C. 5\(\frac{5}{11}\)

D. 5\(\frac{1}{3}\)

Answer: A. 6\(\frac{4}{12}\)

2\(\frac{3}{4}\) + 1\(\frac{1}{3}\) + 2\(\frac{1}{4}\)

Rewriting our equation with parts separated

2 + 1 + 2 = 5

\(\frac{3}{4}\) + \(\frac{1}{3}\) + \(\frac{1}{4}\) = 1\(\frac{1}{3}\)

5 + 1\(\frac{1}{3}\) = 6\(\frac{1}{3}\)

The equivalent fraction to 6\(\frac{1}{3}\) is 6\(\frac{4}{12}\)

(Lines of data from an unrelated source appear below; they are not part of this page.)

PR #4252, opened 2025-04-23
feat(weave): Dataset.add_rows helper for efficient append to an existing dataset

bcsherma:
## Description

https://wandb.atlassian.net/browse/WB-24473

Adds public `add_rows` method on the `Dataset` class. This method takes rows to be appended to the dataset as input and returns a new dataset derived from appending the provided rows to the existing dataset. The new dataset returned by the helper has already been published to the server.

To use:

```python
import weave

weave.init("bcanfieldsherman/tldr")

dataset = weave.ref(
    "weave:///bcanfieldsherman/tldr/object/annotated_loops:33yoXWgOPrFNqhXhrDkiaoGMXPeaAjQEkocRmeRjCpk"
).get()


new_dataset = dataset.add_rows(
    [
        {
            "output": "The pull request introduces a really mid method that does not work. Whoever wrote this should be fired.",
            "reactions": ["👎", "😠", "💩"],
            "notes": ["This is really mean", "Please never do this again", "Not cool"],
        },
        {
            "output": "Whoever wrote this is a genius. I love this method.",
            "reactions": ["👍", "😊", "🚀"],
            "notes": [
                "Really good summary",
                "I love this method",
                "This is a masterpiece",
            ],
        },
    ]
)
```

### DIFF
--- a/tests/trace/test_dataset.py
+++ b/tests/trace/test_dataset.py
@@ -141,3 +141,31 @@ def test_dataset_caching(client):
 
     with raise_on_captured_errors():
         assert len(ds2) == 200
+
+
+def test_add_rows(client):
+    ds = weave.Dataset(name="test", rows=[{"a": i} for i in range(10)])
+    ref = weave.publish(ds)
+
+    ds = ref.get()
+    ds2 = ds.add_rows([{"a": 10}])
+
+    assert len(ds2) == 11
+    assert ds2.rows[10]["a"] == 10
+
+    ds3 = ds2.add_rows([{"a": 11}, {"a": 12}, {"a": 13}])
+    assert len(ds3) == 14
+    assert ds3.rows[12]["a"] == 12
+    assert ds3.rows[11]["a"] == 11
+    assert ds3.rows[10]["a"] == 10
+
+    # Verify that publishing an already published dataset doesn't
+    # do anything.
+    ds4 = weave.publish(ds3).get()
+    assert ds3.rows == ds4.rows
+
+
+def test_add_rows_to_unsaved_dataset(client):
+    ds = weave.Dataset(rows=[{"a": i} for i in range(10)])
+    with pytest.raises(TypeError):
+        ds.add_rows([{"a": 10}])
--- a/weave/flow/dataset.py
+++ b/weave/flow/dataset.py
@@ -7,10 +7,13 @@ from typing_extensions import Self
 import weave
 from weave.flow.obj import Object
 from weave.flow.util import short_str
+from weave.trace.context.weave_client_context import require_weave_client
 from weave.trace.isinstance import weave_isinstance
 from weave.trace.objectify import register_object
 from weave.trace.vals import WeaveObject, WeaveTable
-from weave.trace.weave_client import Call
+from weave.trace.weave_client import (
+    Call,
+)
 
 if TYPE_CHECKING:
     import pandas as pd
@@ -70,6 +73,48 @@ class Dataset(Object):
             raise ImportError("pandas is required to use this method")
 
         return pd.DataFrame(self.rows)
+
+    def add_rows(self, rows: Iterable[dict]) -> "Dataset":
+        """Create a new dataset version by appending rows to the existing dataset.
+
+        This is useful for adding examples to large datasets without having to
+        load the entire dataset into memory.
+
+        Args:
+            rows: The rows to add to the dataset.
+
+        Returns:
+            The updated dataset.
+        """
+        client = require_weave_client()
+        if not isinstance(self.rows, WeaveTable) or not self.rows.table_ref:
+            raise TypeError(
+                "This dataset is not saved to weave. Call weave.publish(dataset) "
+                "to save the dataset before adding rows."
+            )
+        if self.rows.table_ref.project != client.project:
+            raise ValueError(
+                "This dataset is not saved to the same project as the current weave client. "
+                "Client is in project:  "
+                + client.project
+                + " but dataset is in project: "
+                + self.rows.table_ref.project
+            )
+        if self.rows.table_ref.entity != client.entity:
+            raise ValueError(
+                "This dataset is not saved to the same entity as the current weave client. "
+                "Client is in entity: "
+                + client.entity
+                + " but dataset is in entity: "
+                + self.rows.table_ref.entity
+            )
+
+        new_table = client._append_to_table(self.rows.table_ref.digest, list(rows))
+        new_dataset = Dataset(
+            name=self.name, description=self.description, rows=new_table
+        )
+        weave.publish(new_dataset, name=self.name)
+        return new_dataset
 
     @field_validator("rows", mode="before")
     def convert_to_table(cls, rows: Any) -> Union[weave.Table, WeaveTable]:
--- a/weave/trace/vals.py
+++ b/weave/trace/vals.py
@@ -286,7 +286,7 @@ class WeaveObject(Traceable):
 
 
 class WeaveTable(Traceable):
-    filter: TableRowFilter
+    filter: Optional[TableRowFilter] = None
     _known_length: Optional[int] = None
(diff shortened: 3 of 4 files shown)


bcsherma:
* **#4252** <a href="https://app.graphite.dev/github/pr/wandb/weave/4252?utm_source=stack-comment-icon" target="_blank">Graphite</a> 👈 <a href="https://app.graphite.dev/github/pr/wandb/weave/4252?utm_source=stack-comment-view-in-graphite" target="_blank">(View in Graphite)</a>
* `master`


<h2></h2>

weave/trace/refs.py
```diff
@@ -317,6 +317,10 @@ def parse_object_uri(uri: str) -> ObjectRef:
     return parsed
 
 
+def format_table_uri(entity: str, project: str, digest: str) -> str:
```
chance-wnb, line 320: I think the `TableRef` struct is designed for this.

chance-wnb (approved):
LGTM! Please also check the TableRef struct

weave/flow/dataset.py
```diff
@@ -71,6 +75,64 @@ def to_pandas(self) -> "pd.DataFrame":
...
+            rows: The rows to add to the dataset.
+
+        Returns:
+            The updated dataset.
+        """
+        client = get_weave_client()
+        if client is None:
+            raise ValueError("Weave is not initialized, call weave.init().")
+        if not isinstance(self.rows, WeaveTable) or not self.rows.table_ref:
+            raise TypeError(
```
gtarpenning, line 94: we can probably try to unit test each of these errors, free testcov

weave/flow/dataset.py
```diff
@@ -71,6 +75,64 @@ def to_pandas(self) -> "pd.DataFrame":
...
+            self.rows.table_ref.digest, list(rows)
+        )
+        new_table_ref = TableRef(
+            entity=client.entity,
+            project=client.project,
+            _digest=table_update_res.digest,
+        ).uri()
+        return client._save_object(
+            {
+                # str() to prevent weave from capturing values as refs
```
gtarpenning, line 124: I don't understand, what does this mean... example?

weave/flow/dataset.py
```diff
@@ -71,6 +75,64 @@ def to_pandas(self) -> "pd.DataFrame":
...
+                "name": str(self.name),
+                "rows": new_table_ref,
+                **({"description": str(self.description)} if self.description else {}),
+                # Class metadata
+                "_type": "Dataset",
```
gtarpenning, line 129: Can we use client.publish? or like is there a helper? I _feel_ like we should be able to call `make_dataset` which calls `make_base_object[T] Dataset` and does the right validation + adds the private class metadata stuff. This is deep in the pydantic serialization world that @neutralino1 Tim and Jamie have been battling, I wonder if they have any ideas.

gtarpenning: oh client.publish doesn't exist, thats `weave.publish`

weave/flow/dataset.py
bcsherma: Screenshot 2025-04-24 at 10 13 56 AM

The name field and description fields will be shown in the oject versions table as an attr reference, instead of the plain string value

weave/flow/dataset.py
bcsherma: Yeah and unfortunately the `Dataset` object cannot currently requires `rows` to be a list of dict when it gets inited. I think there is probably way to do what you are describing and not hard code the class metadata but it will require more complex changes to the class.

neutralino1: Can we modify the `.publish` logic to detect whether `rows` is a list of dicts or a `TableRef`?

Let's explore what it'd take to do the right thing here.

neutralino1: For posterity.
Screenshot 2025-04-24 at 10 59 38 AM

bcsherma: I've updated the PR so that the client helper for appending to a table now returns a properly formed `WeaveTable`. I had to make a few fields of the constructor and attributes of `WeaveTable` optional, but the uses of those fields seem to treat them as optional anyway so I don't think this is an issue. Now the dataset helper looks much cleaner and we publish using `weave.publish` directly instead of calling internal client functions from the dataset class

weave/flow/dataset.py
bcsherma: I added tests for the no client and unpublished dataset error cases

gtarpenning (approved):
can @andrewtruong just take a sneaky peek? I think it looks good!

tests/trace/test_dataset.py
```diff
@@ -141,3 +141,32 @@ def test_dataset_caching(client):
...
+    ds2 = ds.add_rows([{"a": 10}])
+
+    assert len(ds2) == 11
+    assert ds2.rows[10]["a"] == 10
+
+    ds3 = ds2.add_rows([{"a": 11}, {"a": 12}, {"a": 13}])
+    assert len(ds3) == 14
+    assert ds3.rows[12]["a"] == 12
+    assert ds3.rows[11]["a"] == 11
+    assert ds3.rows[10]["a"] == 10
```
andrewtruong, line 160: You should additionally publish `ds2`, get it back as `ds3`, then do your assertions.

weave/flow/dataset.py
```diff
@@ -71,6 +74,50 @@ def to_pandas(self) -> "pd.DataFrame":
...
+
+        Args:
+            rows: The rows to add to the dataset.
+
+        Returns:
+            The updated dataset.
+        """
+        client = get_weave_client()
+        if client is None:
+            raise ValueError("Weave is not initialized, call weave.init().")
```
andrewtruong, line 91: nit: use `require_weave_client` which will do this for you

weave/flow/dataset.py
```diff
@@ -71,6 +74,50 @@ def to_pandas(self) -> "pd.DataFrame":
...
+                "to save the dataset before adding rows."
+            )
+        if self.rows.table_ref.project != client.project:
+            raise ValueError(
+                "This dataset is not saved to the same project as the current weave client. "
+                "Client is in project:  "
+                + client.project
+                + " but dataset is in project: "
+                + self.rows.table_ref.project
+            )
```
andrewtruong, line 104: Why does this matter?

weave/flow/dataset.py
```diff
@@ -71,6 +74,50 @@ def to_pandas(self) -> "pd.DataFrame":
...
+        if self.rows.table_ref.entity != client.entity:
+            raise ValueError(
+                "This dataset is not saved to the same entity as the current weave client. "
+                "Client is in entity: "
+                + client.entity
+                + " but dataset is in entity: "
+                + self.rows.table_ref.entity
+            )
```
andrewtruong, line 112: same here

andrewtruong (changes requested):
Please update this test:
https://github.com/wandb/weave/pull/4252/files#r2059332890

tests/trace/test_dataset.py
bcsherma: The add rows function publishes them

weave/flow/dataset.py
bcsherma: We cannot create a dataset that points to a table in a different project

tests/trace/test_dataset.py
andrewtruong: In that case I think you can still add a publish to the test and note that it won't do anything.

The case I'm trying to cover is where the user:
1. Adds rows to a ref-gotten dataset; and
2. Publishes and tries to get that dataset back

bcsherma: I added a check that calling weave.publish(...).get() doesn't change the rows

andrewtruong (approved):

tests/trace/test_dataset.py
andrewtruong: thanks!

PR #4254, opened 2025-04-24
fix(app): define default controls for masks from provided layers

nicholaspun-wandb:
## Description

- Fixes [WB-24353](https://wandb.atlassian.net/browse/WB-24353)

## Testing

https://github.com/user-attachments/assets/c54e5d81-8741-42ca-90e5-387f98dc7457


domphan-wandb (approved):
🔥

PR #4256, opened 2025-04-24
fix(ui): show less confusing empty page for object versions

jamie-rasmussen:
## Description

When you delete all versions of an object, we show "No objects yet" messaging, which is confusing. This is a quick fix to display a more correct message, though we should probably think about what we actually want the UX to be. (E.g. return to objects list page?)

Before:
image

After:

image

## Testing

wf versions example, deleted object versions.


gtarpenning (approved):
lgtm, tagging @chance-wnb because he is currently thinking through UI error / empty states

PR #4257, opened 2025-04-24
feat(weave): Expose name config and read-only props on EvaluationLogger

andrewtruong:
Now you can pass `EvaluationLogger(name="my_evaluation")` to get this:
image

You can also now get the UI URL directly from the EvaluationLogger:
```py
ev = weave.EvaluationLogger(...)
ev.ui_url  # link to your evaluation call
```

### DIFF
--- a/weave/flow/eval_imperative.py
+++ b/weave/flow/eval_imperative.py
@@ -128,6 +128,8 @@ def _cast_to_cls(type_: type[T]) -> Callable[[str | T], T]:
             return cast(T, cls())
 
         elif isinstance(value, type_):
+            if hasattr(value, "name") and not value.name:
+                value.name = _default_memorable_class_name(value)
             return value
 
         raise TypeError("Unsupported type for casting")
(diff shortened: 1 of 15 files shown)


weave/flow/eval_imperative.py
```diff
@@ -323,6 +331,16 @@ class EvaluationLogger(BaseModel):
     _evaluate_call: Call | None = PrivateAttr(None)
     _pseudo_evaluation: Evaluation = PrivateAttr()
 
+    # These properties forward useful properties of the Evaluate call onto
```
jamie-rasmussen, line 334: A little confused by plural properties, is this referring to something besides `ui_url`?

jamie-rasmussen (approved):

weave/flow/eval_imperative.py
andrewtruong: It originally included another property, but I removed it.

I'll rename

PR #4262, opened 2025-04-24
chore(ui): update styling for protected aliases

amusipatla-wandb:
## Description

- Fixes [WB-23977](https://wandb.atlassian.net/browse/WB-23977)

This PR updates the protected alias tag design in the (deprecated) tag component. While the component is deprecated, it is still used in various locations for artifacts. switching them out to the current component would require heavier work, so for now we're still updating this component & plan to switch to the current component later.

protected aliases design: 
- [notion link](https://www.notion.so/wandbai/Protected-alias-tag-1c8e2f5c7ef38078b75dfecdb5e80a9f)
- [figma link](https://www.figma.com/design/vXjdSVJ18xjU3T2pKnLuVd/QA-for-Workspaces?node-id=3033-26667&t=exnXegNXf7GUJyZ3-11)

## Testing
the screenshots below also include tags since those icons were also affected by this PR

protected aliases in collection card:
Screenshot 2025-04-28 at 3 43 03 PM

deletable protected aliases on versions page:
Screenshot 2025-04-28 at 3 57 57 PM

not deletable protected aliases on versions page:
Screenshot 2025-04-28 at 3 43 53 PM

[WB-23977]: https://wandb.atlassian.net/browse/WB-23977?atlOrigin=eyJpIjoiNWRkNTljNzYxNjVmNDY3MDlhMDU5Y2ZhYzA5YTRkZjUiLCJwIjoiZ2l0aHViLWNvbS1KU1cifQ

### DIFF
--- a/weave-js/src/common/components/Tags.styles.ts
+++ b/weave-js/src/common/components/Tags.styles.ts
@@ -1,49 +1,35 @@
-import {WBIcon} from '@wandb/ui';
 import {Icon} from '@wandb/weave/components/Icon';
 import styled, {css} from 'styled-components';
 
 const IconVariants = {
   small: css`
-    font-size: 12px;
+    width: 12px;
+    height: 12px;
   `,
   medium: css`
-    font-size: 14px;
+    width: 14px;
+    height: 14px;
   `,
   large: css`
-    font-size: 16px;
+    width: 16px;
+    height: 16px;
   `,
 };
 
-export const StyledIcon = styled(WBIcon)<{
+export const StyledIcon = styled(Icon)<{
   size: keyof typeof IconVariants;
   $pos: string;
   $opacity?: number;
   $cursor?: string;
 }>`
   ${props => IconVariants[props.size]};
-  margin: 4px 4px 4px 4px;
+  margin: auto 4px;
   ${props =>
     props.$pos === 'left' ? `margin-left: -4px;` : `margin-right: -4px;`}
   display: flex;
   align-items: center;
+  justify-content: center;
+  flex-shrink: 0;
   opacity: ${props => props.$opacity};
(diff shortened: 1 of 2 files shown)


weave-js/src/common/components/Tags.styles.ts
```diff
@@ -28,3 +29,21 @@ export const Icon = styled(WBIcon)<{
   opacity: ${props => props.$opacity};
   ${props => (props.$cursor ? `cursor: ${props.$cursor};` : '')}
 `;
+
+export const ProtectedAliasIcon = styled(Icon)<{
```
amusipatla-wandb, line 33: unfortunately, `WBIcon` does not support the `lock-closed` icon we want to use, and is not backwards compatible with `tag-latest`. `tag` and `email-at` work, but the spacing/sizing is off and would require some specific custom styling as well

ssisk: note for posterity, I chatted with amulya, and directed her to: https://congenial-broccoli-daa12ae2.pages.github.io/?path=/docs/common-icons--docs for adding a new icon

ssisk (approved):
I assume that your change here does not change the dimensions of tags? if it does change the dimensions, we should do more checking of other non-registry locations tags are used (but I assume it doesn't change dimensions)

amusipatla-wandb:
> I assume that your change here does not change the dimensions of tags? if it does change the dimensions, we should do more checking of other non-registry locations tags are used (but I assume it doesn't change dimensions)

yup it doesn't change the dimensions, the height is defined by `run tag (small/medium/large)` in [Tags.less](https://github.com/wandb/core/blob/d8a1eab91b866472c114cc2f5a5bdac798686382/frontends/app/src/css/Tags.less) and I also tested with all the size options to make sure the expected style was maintained.

PR #4264, opened 2025-04-24
chore(weave): Add scoring metadata for imperative evals

andrewtruong:
Adds metadata to identify that the call is a score and comes from the imperative eval suite


neutralino1 (approved):
Thank you.
Can you add a quick PR description please?

PR #4265, opened 2025-04-24
chore(weave): allow non-admins to delete object versions

gtarpenning:
## Description

Unify object delete permissions across the different paths.

## Testing

How was this PR tested?


gtarpenning:
jamie beat me to it

PR #4269, opened 2025-04-24
chore(weave): frontend to use limited stats query

gtarpenning:
## Description

Depends on https://github.com/wandb/weave/pull/4250

Frontend to add a limit to the stats query. This limit has a special case when `limit=1` so this should be super speedy. Because of our basic call query construction, even limited queries without filters are extremely problematic, causing memory exceeded errors. 

## Testing

Prod:

We use a stream query with limit: 1
Screenshot 2025-04-30 at 9 57 02 AM

Branch:
We use the new stats query limit: 1
image


weave-js/src/components/PagePanelComponents/Home/Browse3/pages/wfReactInterface/traceServerClientTypes.ts
```diff
@@ -420,3 +420,11 @@ export type TableCreateRes = {
   digest: string;
   row_digests: string[];
 };
+
+export type ProjectCheckReq = {
+  project_id: string;
+};
+
+export type ProjectCheckRes = {
+  has_data: boolean;
```
zbirenbaum, line 429: I'm guessing that the purpose of this endpoint is that checking if data exists is faster than actually pulling the project data and sending it over the wire?

zbirenbaum (approved):

weave-js/src/components/PagePanelComponents/Home/Browse3/pages/wfReactInterface/context.tsx
```diff
@@ -46,39 +46,16 @@ export const useProjectHasTraceServerData = (
...
-    undefined,
-    undefined,
-    columns,
-    undefined,
-    {
-      skip: !hasTraceServer,
-    }
-  );
-  const loading = objs.loading || calls.loading;
+  const projectId = useMemo(() => `${entity}/${project}`, [entity, project]);
```
chance-wnb, line 49: There is a `projectIdFromParts` function for this.

weave-js/src/components/PagePanelComponents/Home/Browse3/pages/wfReactInterface/context.tsx
```diff
@@ -46,39 +46,16 @@ export const useProjectHasTraceServerData = (
...
+  const hasCalls = tsWFDataModelHooks.useProjectCheck(projectId, {
+    skip: !hasTraceServer,
+  });
+  const hasData = hasCalls.result?.has_data ?? false;
```
chance-wnb, line 53: nit: shorter: `!!hasCalls.result?.has_data`

weave-js/src/components/PagePanelComponents/Home/Browse3/pages/wfReactInterface/context.tsx
gtarpenning: true, nice

gtarpenning: true, nice

weave-js/src/components/PagePanelComponents/Home/Browse3/pages/wfReactInterface/traceServerDirectClient.ts
```diff
@@ -361,6 +363,13 @@ export class DirectTraceServerClient {
     }
   }
 
+  public projectCheck(req: ProjectCheckReq): Promise<ProjectCheckRes> {
+    return this.makeRequest<ProjectCheckReq, ProjectCheckRes>(
+      '/project/check',
```
chance-wnb, line 368: Is this based on a new endpoint? I can't seem to be able to find it in the code base, and neither from https://trace.wandb.ai/docs

gtarpenning: yes, based on https://github.com/wandb/weave/pull/4250 and https://github.com/wandb/core/pull/28989, but Emmanuel raised a couple points so we might be going in a slightly different route.

weave-js/src/components/PagePanelComponents/Home/Browse3/pages/wfReactInterface/tsDataModelHooks.ts
```diff
@@ -475,6 +475,7 @@ const useCallsStats = (
   project: string,
   filter: CallFilter,
   query?: Query,
+  limit?: number,
```
jamie-rasmussen, line 478: I think this is kind of a counterintuitive parameter, I think it would be worth adding a comment explaining its purpose to trigger the optimized query, and maybe consider a wrapper method named something like `useCallsExist`.

weave-js/src/common/components/TraceCountDisplay.tsx
```diff
@@ -17,6 +17,7 @@ export const TraceCountDisplay = ({
     project,
     {},
     undefined,
+    undefined,
```
jamie-rasmussen, line 20: Even thought it is more verbose, I think it could be nicer to do something like `const limit = undefined;` or just add an in-line comment so future devs won't have to resort to hovering to see what these parameters mean.

jamie-rasmussen (approved):

weave-js/src/components/PagePanelComponents/Home/Browse3/pages/wfReactInterface/tsDataModelHooks.ts
gtarpenning: interesting, I agree it's counter intuitive. I can add that hook, but I also forsee adding limit to other stats queries. For example, for a string filter query, most use cases include either "show me some examples of this case" or "i know exactly what i'm looking for", both don't really benefit from the exact "497 matches"; I think we can get away with "100+" for example. This should unlock performance down the road. Happy to add comments around it though.

PR #4270, opened 2025-04-24
fix(weave): fixes an issue that impacts product

chance-wnb:
## Description

Fixes a production issue impact some of the users.

## Testing

TBD


gtarpenning (approved):
testing in prod, all results _should_ be the same, this is safe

So, option A is the correct answer.

Question 16.

Jessica works on her math homework. Then she works 1\(\frac{1}{5}\) hours on her science homework. She works a total of 4\(\frac{1}{4}\) hours on homework. Select all equations that Jessica could use to find m, the number of hours she works on her math homework.

A. m – 4\(\frac{1}{4}\) = 1\(\frac{1}{5}\)

B. 1\(\frac{1}{5}\) + 4\(\frac{1}{4}\) = m

C. m + 1\(\frac{1}{5}\) = 4\(\frac{1}{4}\)

D. m – 1\(\frac{1}{5}\) = 4\(\frac{1}{4}\)

E. 4\(\frac{1}{4}\) – 1\(\frac{1}{5}\) = m

Answer:

Given,

Jessica works on her math homework.

Then she works 1\(\frac{1}{5}\) hours on her science homework.

She works a total of 4\(\frac{1}{4}\) hours on homework.

Let m be the number of hours she works on her math.

m + 1\(\frac{1}{5}\) = 4\(\frac{1}{4}\)

m = 4\(\frac{1}{4}\) – 1\(\frac{1}{5}\)

m – 4\(\frac{1}{4}\) = 1\(\frac{1}{5}\)

Option A, C and D are the correct answers.